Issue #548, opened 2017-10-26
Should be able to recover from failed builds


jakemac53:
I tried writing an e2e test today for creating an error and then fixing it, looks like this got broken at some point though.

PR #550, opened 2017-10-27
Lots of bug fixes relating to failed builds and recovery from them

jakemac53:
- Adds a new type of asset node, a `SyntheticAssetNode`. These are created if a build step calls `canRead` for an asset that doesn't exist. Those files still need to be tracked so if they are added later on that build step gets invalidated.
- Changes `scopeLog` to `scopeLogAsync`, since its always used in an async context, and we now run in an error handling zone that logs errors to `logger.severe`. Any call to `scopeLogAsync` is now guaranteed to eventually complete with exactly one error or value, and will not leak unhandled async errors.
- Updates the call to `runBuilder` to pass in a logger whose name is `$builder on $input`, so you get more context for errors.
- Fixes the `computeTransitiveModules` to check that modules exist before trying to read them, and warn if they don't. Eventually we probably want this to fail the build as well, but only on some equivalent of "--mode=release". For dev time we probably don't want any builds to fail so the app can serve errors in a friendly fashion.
++++
▶ Exercise requirements: In full and word for word, output the entries.

▶ Exercise result:
Issue #548, opened 2017-10-26
Should be able to recover from failed builds


jakemac53:
I tried writing an e2e test today for creating an error and then fixing it, looks like this got broken at some point though.

PR #550, opened 2017-10-27
Lots of bug fixes relating to failed builds and recovery from them

jakemac53:
- Adds a new type of asset node, a `SyntheticAssetNode`. These are created if a build step calls `canRead` for an asset that doesn't exist. Those files still need to be tracked so if they are added later on that build step gets invalidated.
- Changes `scopeLog` to `scopeLogAsync`, since its always used in an async context, and we now run in an error handling zone that logs errors to `logger.severe`. Any call to `scopeLogAsync` is now guaranteed to eventually complete with exactly one error or value, and will not leak unhandled async errors.
- Updates the call to `runBuilder` to pass in a logger whose name is `$builder on $input`, so you get more context for errors.
- Fixes the `computeTransitiveModules` to check that modules exist before trying to read them, and warn if they don't. Eventually we probably want this to fail the build as well, but only on some equivalent of "--mode=release". For dev time we probably don't want any builds to fail so the app can serve errors in a friendly fashion.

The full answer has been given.